So why am I letting marry me chicken into this sacred place? For the uninitiated, it first popped up a decade ago on an American food website called Delish, but it became the most-searched recipe on the New York Times in 2023. It’s a simple concept: chicken cooked in a creamy, tomatoey sauce that is so delicious that the person to whom you serve it will get down on one knee. Alternative versions sprang up like weeds: marry me pasta, marry me shrimp, gnocchi, chickpeas, meatballs, salmon… Gluten-free versions, vegan versions, crockpot, one pot, air fryer.
I was initially unconvinced that chicken in tomato sauce held much promise, and certainly not enough to make someone want to spend the next 20 Christmases with someone else’s Uncle Jim and his questionable views. When it comes to cookery, I can be a bit of a neophobe – but I quickly learnt that there is nothing new here, and that’s what makes marry me chicken so charming.
What I discovered was that it is, at its heart, a very old-fashioned recipe. Of course it is: chicken in a creamy sauce is textbook old-school cooking. And anything using sun-dried tomatoes is inherently kitsch.

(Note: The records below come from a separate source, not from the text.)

PR #21817, opened 2026-06-22
feat(protocol): migrate SGX attestation to Taiko-owned Automata DCAP v1.1.0 (npm deps), remove legacy, reject DEBUG enclaves

dantaik:
## Summary

Migrates Taiko&#39;s SGX remote-attestation off the in-tree legacy `AutomataDcapV3Attestation` onto the
current upstream **Automata DCAP attestation** (consumed as **pinned npm dependencies**), has Taiko
**deploy and own its own attestation entrypoint**, and **closes the SGX DEBUG-attribute gap**.

&gt; ✅ **Security fix:** `SgxVerifier.registerInstance` now rejects any quote whose enclave report has
&gt; the SGX **DEBUG** attribute bit set (revert `SGX_DEBUG_ENCLAVE`). A debug enclave&#39;s memory —
&gt; including the in-enclave signing key in `reportData` — is host-readable/writable, so its quotes
&gt; must never be trusted on-chain. This was the original motivation.

## Why Taiko deploys its own entrypoint (security rationale)

Given Automata&#39;s deployed entrypoint is **owner-controlled** — `AutomataDcapAttestationFee` is
`Ownable`, and the owner&#39;s `setQuoteVerifier(version → verifier)` decides which contract validates a
quote — whoever holds that owner key could point version 3 at a permissive verifier and make **any**
quote pass: a **full attestation bypass** that would let attacker-controlled SGX instances register.
The owner can also set fees (`setBp`), which could DoS `registerInstance`.

So rather than trust the owner of Automata&#39;s deployed entrypoint, **Taiko deploys and owns its own
`AutomataDcapAttestationFee` + `V3QuoteVerifier`**, pointed at Automata&#39;s deployed **on-chain PCCS**.
PCCS is lower-trust: it serves Intel-signed collateral that the verifier checks by signature, so a
malicious/compromised PCCS can only *deny* (stale/missing collateral), not *forge* a passing
attestation. Net: Taiko controls the security-critical verifier wiring; Automata only supplies
signature-verified collateral.

## What changed

- **Dependencies (pinned npm, not vendored):** `@automata-network/automata-dcap-attestation@1.1.0`,
  `@automata-network/on-chain-pccs@1.1.1`, remapped to `node_modules` in `foundry.toml`. The
  attestation repo has no root `package.json`, so npm — not a `github:` dep — is the correct source.
- **Legacy removed:** deleted `contracts/layer1/automata-attestation/` and the tests that
  exclusively covered it.
[...]

PR #21827, opened 2026-06-23
feat(protocol): use audited upstream automata code with DEBUG enclaves rejection

dantaik:
## Summary

Migrates Taiko's SGX remote-attestation off the in-tree legacy `AutomataDcapV3Attestation` onto the current upstream **Automata DCAP attestation** (consumed as **pinned npm dependencies**), has Taiko **deploy and own its own attestation entrypoint**, and adds several **SGX-verifier security hardenings** (DEBUG rejection, fail-closed allowlist, strict per-network TCB policy, per-MRENCLAVE ATTRIBUTES pin, policy-change instance revocation, optional registrar, non-payable registration).

> Migration of #21817 onto the `taiko-alethia-protocol-v3.0.0` line, preserving v3-specific deltas (the `hekla-*` verifier envs in `configure_sgx_verifier.sh`, the `cache_path`/profile layout in `foundry.toml`, and v3's `DeployProtocolOnL1`/`gen-layouts` changes).

## Why Taiko deploys its own entrypoint (security rationale)

Automata's deployed entrypoint is **owner-controlled** — `AutomataDcapAttestationFee` is `Ownable`, and the owner's `setQuoteVerifier(version → verifier)` decides which contract validates a quote — so whoever holds that owner key could point version 3 at a permissive verifier and make **any** quote pass: a **full attestation bypass**. The owner can also set fees (`setBp`), which could DoS `registerInstance`.

So rather than trust the owner of Automata's deployed entrypoint, **Taiko deploys and owns its own `AutomataDcapAttestationFee` + `V3QuoteVerifier`**, pointed at Automata's deployed **on-chain PCCS**. PCCS is lower-trust: it serves Intel-signed collateral that the verifier checks by signature, so a malicious/compromised PCCS can only *deny* (stale/missing collateral), not *forge* a passing attestation.

### Migration
- **Dependencies (pinned npm, not vendored):** `@automata-network/automata-dcap-attestation@1.1.0`, `@automata-network/on-chain-pccs@1.1.1`, remapped to `node_modules` in `foundry.toml`. Collateral (TCBInfo/QEIdentity/CRL) is now **Intel-signature-verified via on-chain PCCS**, replacing the legacy contract's owner-uploaded-without-verification setters.
- **Legacy removed:** deleted `contracts/layer1/automata-attestation/` and the tests that exclusively covered it.
- **`registerInstance`:** raw-quote → `IDcapAttestation.verifyAndAttestOnChain`. An on-chain **verified-body hash check** binds the fields read from the raw quote (MRENCLAVE/MRSIGNER/DEBUG/reportData) to the report the entrypoint actually authenticated, so they can't be spoofed in calldata.
- **Deployment (two profiles):** `DeployAutomataDcapAttestation` (under `profile.layer1o`) deploys `V3QuoteVerifier(P256Verifier, PCCS_ROUTER)` + `AutomataDcapAttestationFee`; `DeployProtocolOnL1` / `DeployShastaContracts` consume it via `DCAP_ATTESTATION` and share it across both SGX instances.
- **`ConfigureSgxVerifier`:** configures the verifier directly; on-chain TCB/QE-identity config dropped (now from PCCS). `gen-layouts.sh`, the `configure_sgx_verifier.sh` wrapper and the verifiers `README` updated to match.

### SGX-verifier security hardening (added during review)
- **Reject DEBUG enclaves** (the original motivation; closes a previously exploited gap): any quote with the SGX **DEBUG** attribute set reverts `SGX_DEBUG_ENCLAVE`. A debug enclave's memory — incl. the in-enclave signing key in `reportData` — is host-readable/writable, so its quotes must never be trusted on-chain.
- **Fail-closed MRENCLAVE/MRSIGNER allowlist**, enforced by default (`checkLocalEnclaveReport = true`): no instance can register until the owner trusts the audited enclave identity.
- **Strict, per-network TCB-status policy.** An abstract **`SgxVerifier`** holds the shared logic; concrete subclasses pick the policy **in bytecode** (immutable — no admin can weaken it at runtime):
  - **`SecureSgxVerifier`** accepts only the up-to-date statuses (`OK`, `TCB_SW_HARDENING_NEEDED`, `TCB_CONFIGURATION_AND_SW_HARDENING_NEEDED`), and additionally enforces a **per-MRENCLAVE ATTRIBUTES pin** (every allowlisted measurement must declare the exact ATTRIBUTES profile it may register with, on top of the universal DEBUG/PROVISION_KEY/EINITTOKEN_KEY deny-mask).
  - **`InsecureSgxVerifier`** additionally accepts out-of-date statuses (`TCB_OUT_OF_DATE`, `TCB_OUT_OF_DATE_CONFIGURATION_NEEDED`) for **local devnet** liveness on hardware lagging on microcode/config.
  - Mainnet **and all public testnets (including Hoodi)** deploy the strict **`SecureSgxVerifier`** (secure by default); the lenient **`InsecureSgxVerifier`** is selected only by an explicit `useInsecureSgxPolicy` opt-in and must never run on a public testnet or mainnet. Rejecting out-of-date matches reference DCAP verifiers (Gramine flags out-of-date as `_INSECURE`; Intel permits it only within a bounded grace window).
- **Policy/allowlist changes revoke already-registered instances.** Each instance now records its attested **MRENCLAVE/MRSIGNER** and the per-MRENCLAVE **policy version** in force at registration, and `verifyProof` re-checks the *current* policy at proof time (a fixed ~6 cold SLOADs, **O(1) regardless of instance count**, ~7,696 gas). Untrusting an MRENCLAVE/MRSIGNER, or editing/removing a `SecureSgxVerifier` ATTRIBUTES pin (the version is bumped monotonically and **never reset**, so a remove-then-re-add can't silently re-enable), now **revokes every instance registered under the old policy** — invalidated, not deleted. The `registrar` can call `removeEnclaveAttributePolicy` to fail-close a compromised enclave. Owner-added instances (`addInstances`, no attestation) are exempt and revoked via `deleteInstances`. This closes the gap where removing a policy only blocked *future* registration while stale instances kept proving until expiry (the Daybreak audit finding, see below).
- **Optional `registrar`** (immutable, ported from #21830): when set, only it may call `registerInstance` (reverts `SGX_NOT_REGISTRAR`); `address(0)` keeps registration permissionless (the default). Defense-in-depth on top of the allowlist.
- **`registerInstance` is non-payable** and forwards no value to the (feeless, Taiko-owned) entrypoint — no stray ETH can be trapped in the verifier.

### Security review
A full analysis of whether permissionless registration + permissionless proving can be abused to forge proofs is in **[this comment](https://github.com/taikoxyz/taiko-mono/pull/21827#issuecomment-4775753416)**. Conclusion: it can't, because security rests on the **attestation** (allowlisted MRENCLAVE/MRSIGNER + non-DEBUG + acceptable TCB + Intel-signed collateral), not on who may call register — the registered key is generated inside the genuine enclave and never leaves SGX.

A scoped **Daybreak/Codex security audit** of `SgxVerifier.sol` + `SecureSgxVerifier.sol` is committed at `packages/protocol/contracts/layer1/verifiers/sgx-verifier-daybreak-audit.md`. Its single finding — *removing an enclave policy did not revoke already-registered instances* (medium) — is **resolved** by the policy-change revocation hardening above; the audit's out-of-scope Hoodi observation (public testnet deploying a lenient verifier) no longer applies now that all public testnets default to `SecureSgxVerifier`.

## Build & deploy — `via_ir` isolation

The Automata DCAP verifier (`QuoteVerifierBase` X.509/ASN.1 parsing) needs the IR pipeline to compile, but enabling `via_ir` on `profile.layer1` alters codegen in a way that breaks unrelated Shasta tests. So:
- The only file importing the Automata concrete contracts is `DeployAutomataDcapAttestation`.
- `profile.layer1` stays non-IR and `skip`s that one script → the standard L1 build/test compiles without IR and the Shasta suite stays green.
- `DeployAutomataDcapAttestation` is compiled/run under `profile.layer1o`, which keeps `via_ir` and writes to an isolated `out/layer1o` so the IR artifacts never clobber the non-IR build.

## Local verification
- `FOUNDRY_PROFILE=layer1 forge build` — clean (only pre-existing lint warnings).
- `FOUNDRY_PROFILE=layer1o forge build` — compiles the DCAP deploy script + Automata contracts under `via_ir`.
- `FOUNDRY_PROFILE=layer1 forge test --match-path 'test/layer1/verifiers/*'` — green (**174 tests**); covers registration, DEBUG rejection, **both** TCB policies (Secure rejects / Insecure accepts out-of-date), the MRENCLAVE/MRSIGNER allowlist, the per-MRENCLAVE ATTRIBUTES pin, registrar gating, proof verification, and **policy-removal / allowlist-change revocation at proof time**.
- Full `layer1` suite green; gas snapshot refreshed.

## Follow-ups
- [ ] Off-chain prover/client must send the **raw** DCAP quote to `registerInstance(bytes)` (interface change).
- [ ] Operational for mainnet: keep `checkLocalEnclaveReport == true`; trust only the audited MRENCLAVE/MRSIGNER; owner = multisig/governance (the owner can `addInstances` without attestation and toggle the allowlist).


dantaik:
## Does the upstream release fix any bug in the in-tree (legacy) Automata contract?

**Yes — most importantly, the legacy contract trusts attestation collateral that is never signature-verified on-chain.**

### Bug — TCBInfo / QEIdentity / CRL collateral is owner-supplied, not Intel-signed

The in-tree `AutomataDcapV3Attestation` (a fork of `automata-network/automata-dcap-v3-attestation`) loads **every** piece of Intel collateral the verifier depends on from plain `onlyOwner` setters, with **no check that Intel actually signed it**:

| collateral | setter | stored as |
|---|---|---|
| TCBInfo | `configureTcbInfoJson` | `tcbInfo[fmspc] = tcbInfoInput` |
| QE identity | `configureQeIdentityJson` | `qeIdentity = qeIdentityInput` |
| Cert revocation (CRL) | `addRevokedCertSerialNum` / `removeRevokedCertSerialNum` | `serialNumIsRevoked[...] = true/false` |

This collateral drives `_checkTcbLevels`, `_verifyQEReportWithIdentity`, `_verifyCertChain` and `_attestationTcbIsValid`. Because the TCB Signing certificate's signature over the collateral is **never verified on-chain**, a compromised or careless owner can upload forged collateral — e.g. mark a revoked/out-of-date TCB as `OK`, whitelist an arbitrary Quoting Enclave, or un-revoke a certificate — and silently forge every SGX attestation. Automata's own writeup of the v3 design states this plainly:

> the manually uploaded collaterals lack TCB signature verification, rendering them insecure. Any compromise of the contract owner jeopardizes all verification.

### Fix in the upstream release

Automata replaced owner-configured collateral with **on-chain PCCS**, which cryptographically verifies Intel's signatures on the collateral before it can be used.

- **Introduced upstream in [automata-dcap-v3-attestation#8](https://github.com/automata-network/automata-dcap-v3-attestation/pull/8)** — *"On-Chain PCCS and RiscZero Integration"* (merged 2024-05-27): replaces statically configured TCB info and QE identity with dynamically verified on-chain PCCS data that cryptographically validates Intel's signatures on attestation collateral.
- **Productized in the release this PR migrates to:** `@automata-network/automata-dcap-attestation@1.1.0` + `@automata-network/on-chain-pccs@1.1.1` — Trail of Bits–audited ([report](https://github.com/trailofbits/publications/blob/master/reviews/2025-02-automata-dcap-attestation-onchain-pccs-securityreview.pdf)); v1.1 also carries the OpenZeppelin-audit PCCS-Router timestamp-validity remediation.

Our in-tree copy was forked from `main` + the `parse-quote-offline` gas branch and **does not include the PR #8 PCCS integration** (its collateral is still the owner-trusted setters above), so the gap exists in the legacy code and is closed by this migration.

### For completeness — already-applied upstream fixes (not outstanding in our copy)

Two earlier upstream correctness fixes are already present in the in-tree code, so they are *not* bugs we still carry:
- notBeforeTag ASN.1 tag check — `PEMCertChainLib` already accepts both `0x17`/`0x18` — [#9](https://github.com/automata-network/automata-dcap-v3-attestation/pull/9)
- PCK issuer-name accepts both *Platform CA* and *Processor CA* — [#1](https://github.com/automata-network/automata-dcap-v3-attestation/pull/1) (merged via #3)

> Note: the legacy contract also accepts `TCB_OUT_OF_DATE` / `TCB_OUT_OF_DATE_CONFIGURATION_NEEDED` in `_attestationTcbIsValid`. That is a deliberate liveness policy rather than an upstream bug — and in this PR that acceptance policy is moved into and enforced by `SgxVerifier` directly.

---

dantaik:
# SGX verifier security review — can permissionless `registerInstance` be abused to forge proofs?

**Short answer: No — provided the MRENCLAVE/MRSIGNER allowlist stays enforced and correctly configured.** Permissionless registration is safe *by design*, because the security comes from the **attestation**, not from gating who may call `registerInstance`. There is **one policy change I'd make before mainnet** (stop accepting `TCB_OUT_OF_DATE`), plus a short operational checklist.

## Why "anyone can call register" is not the attack surface

A forged proof needs a signature from a key the attacker controls that is **registered** as an instance. `registerInstance(rawQuote)` only registers a key if the quote simultaneously:

1. is authentic (Intel-signed, chained to the Intel SGX root, with current TCB/QE collateral) — checked by the Taiko-owned Automata entrypoint;
2. is **not** a DEBUG enclave;
3. has an **acceptable TCB status**;
4. carries the **allowlisted MRENCLAVE + MRSIGNER** (the exact Taiko prover enclave); and
5. embeds the instance address in `reportData`, **bound** to the verified report bytes.

The registered key is whatever the enclave wrote into `reportData[0:20]`. For the allowlisted MRENCLAVE/MRSIGNER that enclave is the genuine Taiko prover, which **generates its keypair inside SGX and never exposes the private key**. So whoever *submits* the quote neither learns nor controls that key — they just register the enclave's own key. Gating the caller (the new `registrar`) changes *who submits*, not *whose key is registered* — which is why permissionless registration is safe and `registrar` is defense-in-depth, not the primary control.

The attacker's only routes to register a key they control are to **break the allowlist** — run a *different* enclave (different MRENCLAVE) that leaks a known key, or disable the check. The controls below prevent that.

## Control-by-control verification (`SgxVerifier.sol`)

| # | Property / parameter | Where | Verdict |
|---|---|---|---|
| 1 | Quote authenticity (Intel chain, TCB, collateral) | `verifyAndAttestOnChain(_rawQuote)` → `require(verified)` | ✅ delegated to the Taiko-owned, ToB-audited Automata entrypoint + on-chain PCCS. **External trust dependency** (risk #3). |
| 2 | **Verified-body binding** | `keccak256(output[11:395]) == keccak256(_rawQuote[48:432])` | ✅ Sound. Every field below is read from `_rawQuote[48:432]`, proven byte-equal to the entrypoint-authenticated report. All offsets (attributes 48, MRENCLAVE 64, MRSIGNER 128, reportData 320) lie inside that range. |
| 3 | DEBUG rejection | `(_rawQuote[HEADER+48] & 0x02) == 0` | ✅ Correct (DEBUG = bit 1 of the little-endian ATTRIBUTES low byte). Debug-enclave memory — incl. the key in `reportData` — is host-readable, so this is essential. |
| 4 | **MRENCLAVE + MRSIGNER allowlist** | `if (checkLocalEnclaveReport) require(trustedUserMrEnclave[..] && trustedUserMrSigner[..])` | ✅ **The load-bearing control.** Requires *both* (AND). Default `true` (fail-closed). |
| 5 | TCB-status policy | `_isTcbStatusAccepted` | ⚠️ Accepts `OK`, `SW_HARDENING_NEEDED`, `CONFIG_AND_SW_HARDENING_NEEDED`, **`OUT_OF_DATE`**, **`OUT_OF_DATE_CONFIGURATION_NEEDED`**; rejects `CONFIGURATION_NEEDED`, `REVOKED`, `UNRECOGNIZED`. See risk #1. |
| 6 | Instance address binding | `address(bytes20(_rawQuote[HEADER+320:+20]))` | ✅ read from the bound region; `address(0)` rejected in `_addInstances`. |
| 7 | Re-registration / dedup | `addressRegistered` → `SGX_ALREADY_ATTESTED` | ✅ same address can't be re-registered to dodge expiry. |
| 8 | Validity window | `validSince <= now <= validSince + INSTANCE_EXPIRY (365d)`; `INSTANCE_VALIDITY_DELAY = 0` | ✅ expiry enforced; delay 0 = instant validity (risk #5). |
| 9 | Proof binding (proving) | `hashPublicInputs(aggHash, address(this), instance, taikoChainId)` + `ECDSA.recover == instance` + `_isInstanceValid` | ✅ bound to this verifier + chainId (no cross-chain/-verifier replay); permissionless proving is safe because it still needs the instance's private key. |

## Residual risks & recommendations (ranked)

**1. 🔴 Accepting `TCB_OUT_OF_DATE` on mainnet — my top recommendation to change.** An out-of-date TCB means the platform is missing microcode updates, and those updates are exactly what patch the disclosed SGX key-extraction classes (Foreshadow / SGAxe / ÆPIC-family). On such a platform the genuine enclave's signing key may be **extractable** — which *is* a way to obtain a controllable key for an allowlisted MRENCLAVE and forge proofs. This is the one path that bypasses the otherwise-sound model. For mainnet I'd **reject `OUT_OF_DATE`** (accept only `OK`, at most `SW_HARDENING_NEEDED`). The current set is also internally inconsistent — it rejects `CONFIGURATION_NEEDED` but accepts the strictly-worse `OUT_OF_DATE`. (Inherited verbatim from the old `AutomataDcapV3Attestation`, so it's a policy to revisit, not a regression.)

**2. 🟠 Operational invariants that MUST hold.** Permissionless registration is only as strong as:
   - `checkLocalEnclaveReport` stays **`true`** — if toggled off, *any* genuine SGX user can register a custom enclave with an attacker-known key → instant forgery. Treat `toggleLocalReportCheck()` as break-glass that is never on in production.
   - `trustedUserMrEnclave` / `trustedUserMrSigner` hold **only** the audited Taiko prover values (minimal set).

**3. 🟠 External trust in the Automata entrypoint + PCCS.** The verifier delegates *all* quote/TCB/collateral authenticity to `automataDcapAttestation`; its correctness and keeping PCCS collateral current (incl. CRLs) are assumed. Mitigated by the ToB-audited v1.1.0 / on-chain-pccs v1.1.1 and Taiko owning the entrypoint — but it's the single biggest dependency. The binding (#2) holds only if the entrypoint returns the verified report verbatim in `output`; worth a one-line confirmation against Automata's `Output` spec.

**4. 🟠 Owner is a full trust root.** Owner-only `addInstances()` registers an instance with **no attestation at all**, and the owner can rewrite the allowlist or disable it. Use a secure multisig / governance. (`registrar` is correctly *more limited* — it can only submit attested quotes, never bypass attestation.)

**5. 🟡 `INSTANCE_VALIDITY_DELAY = 0`.** A new instance is valid immediately, leaving no window to spot and `deleteInstances()` a rogue registration before it proves. A small non-zero delay adds reaction time (defense-in-depth).

**6. 🟢 Consider setting a `registrar` for mainnet.** Not required if the allowlist is correct, but with this PR the feature exists: pointing `registrar` at a Taiko-controlled address removes public registration entirely (kills spam/grief, shrinks the surface to a known submitter) while the allowlist stays the cryptographic backstop.

## Mainnet go-live checklist
- [ ] `checkLocalEnclaveReport == true`; only the audited MRENCLAVE/MRSIGNER trusted.
- [ ] Decide TCB policy — recommend dropping `OUT_OF_DATE` / `OUT_OF_DATE_CONFIGURATION_NEEDED`.
- [ ] Owner = multisig/governance; document that `addInstances` / `toggleLocalReportCheck` are privileged.
- [ ] Automata entrypoint + PCCS deployed, Taiko-owned, collateral/CRLs current; confirm `output` body == verified report.
- [ ] (Optional) set a `registrar`; (optional) non-zero `INSTANCE_VALIDITY_DELAY`.

**Bottom line:** the design is production-sound — a malicious user **cannot** forge proofs via permissionless registration as long as the allowlist is enforced and correctly set, because the cryptographic gate is the *attestation*, not the caller. The one change I'd make before mainnet is tightening the TCB policy to stop trusting out-of-date platforms.

---

davidtaikocha:
Re the attestation **freshness** gap that's still open after #21822:

#21822 only adds the DEBUG/PROVISION_KEY attribute reject + registrar gate; it leaves the legacy in-tree `AutomataDcapV3Attestation` untouched, which has **no collateral-freshness enforcement** — collateral (TCBInfo/QEIdentity) is owner-uploaded *without* Intel-signature verification, there's no on-chain `nextUpdate`/expiry field, the CRL is a static owner-maintained set, and the TCB gate accepts `OUT_OF_DATE`. Net effect: a DCAP quote is effectively a bearer token that never goes stale on-chain — the protocol can't reject it once the attested platform becomes known-bad (post-disclosure CVE, revoked PCK cert, decommissioned/sold hardware). Worst case is a **temporal replay**: a captured genuine, non-debug, allowlisted-MRENCLAVE quote whose signing key later becomes extractable gets registered as a fresh 365-day signing instance and used to forge proofs → fake L2 fork → drain.

**This PR fixes that.** Migrating to upstream Automata v1.1 (`automata-dcap-attestation@1.1.0` + `on-chain-pccs@1.1.1`) means collateral is Intel-signature-verified via on-chain PCCS, and `PCCSRouter` enforces the `issuedAt`/`nextUpdate` validity window (fail-closed: `TcbEvalExpiredOrNotFound` / `FmspcTcbExpiredOrNotFound` / `QEIdentityExpiredOrNotFound` / `CrlExpiredOrNotFound`), so stale/expired collateral and revoked certs get rejected once fresh collateral is on-chain. The strict immutable `MainnetSgxVerifier` (accepts only `UpToDate`/`SWHardeningNeeded`) also closes the `OUT_OF_DATE`-TCB acceptance path in the same move.

Two caveats worth noting for completeness:
- This is **collateral** freshness, not a per-quote nonce — non-interactive RA has no verifier challenge, so per-quote anti-replay remains the `reportData`→instance-address binding. It shrinks the temporal-replay window hard but doesn't make a quote provably "live".
- Freshness now depends on **keeping the on-chain PCCS collateral refreshed** (~30-day `nextUpdate` cadence); if it lapses it fails **closed** (a liveness/DoS concern, not a forgery one). Worth an ops owner — the Automata DCAP Dashboard automates this upkeep.

dantaik:
### Verification: external finding "Disabled SGX enclave-identity checks let arbitrary enclaves become proof signers" (high) is remediated by this PR

That finding was filed against the now-deleted in-tree `AutomataDcapV3Attestation.sol`, where the MRENCLAVE/MRSIGNER allowlist was gated behind `checkLocalEnclaveReport`, which defaulted to **false** (uninitialized storage bool; `init()` never set it). I traced the current code (head `f4ec315`) and the reported attack no longer holds:

- **Allowlist defaults ON, fail-closed.** `SgxVerifier.sol:143` sets `checkLocalEnclaveReport = true` in the **constructor**, and this is now a **non-upgradeable** contract (constructor, not initializer; deployed directly via `new SecureSgxVerifier(...)`), so the secure default always holds at deployment — it can't be left unset like the old upgradeable contract.
- **Registration fails closed.** With the check on, `registerInstance` requires `trustedUserMrEnclave[mrEnclave] && trustedUserMrSigner[mrSigner]` (`SgxVerifier.sol:276-283`); both mappings default to false, so no instance can register until the owner allowlists the audited identity — even with the default permissionless `registrar == address(0)`. The reported path (put attacker signer in `reportData` → register → sign proofs) now reverts `SGX_INVALID_ATTESTATION` at registration.
- **Plus** the verified-body hash binding, DEBUG-enclave rejection, and mainnet's SGX+ZK composition as additional backstops.

Confirmed empirically: `forge test --match-path test/layer1/verifiers/SgxVerifier.t.sol` → **44/44 pass**, including the two checks the report recommended (`test_registerInstance_RevertWhen_AllowlistOnAndMrEnclaveUntrusted` / `...MrSignerUntrusted`) and `test_constructor_enablesLocalReportCheckByDefault`.

Residual (not a vuln): the owner can still `toggleLocalReportCheck()` to disable enforcement, but that's now a deliberate privileged action emitting `LocalReportCheckToggled` — not the insecure-by-default posture the finding flagged.

---

davidtaikocha (approved):

smtmfft (approved):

In one sense, there’s nothing special going on here: it’s just a chicken casserole. But it’s bringing together all the best flavour elements – shallots, garlic, white wine, tomato, cream, parmesan, basil. How could it not work? The first mouthful made me nostalgic for a type of cooking that pre-dates my childhood. If you too find it has a peculiarly familiar feel even if it’s new to you, that makes sense. Add paprika and you basically have chicken paprikash. Change the basil for garam masala and it starts to taste like murgh makhani. Switch the sun-dried tomatoes for tarragon and you have tarragon chicken. Marry me chicken contains all the building blocks of our most loved dishes. It was intended as a comforting chicken dish, typical of old-school Italian-American home cooking; it’s just been given a whizzy name to trick those Gen Z-ers into making something their grandmothers might have served up in the 1970s at a dinner party.
The first version was baked in an oven, but subsequent recipes tend to prefer a simpler stove-top cook, which I favour here: it feels more in-keeping with the gentle domesticity of the dish to let it bubble away on the hob, and it gives you a little more control over the sauce. I’ve added shallots and a good dollop of tomato paste – which is cooked off in the pan before other elements are added, giving depth – to push the flavours forward. White wine and (if possible, but I know life gets in the way) homemade chicken stock bring the whole dish to life.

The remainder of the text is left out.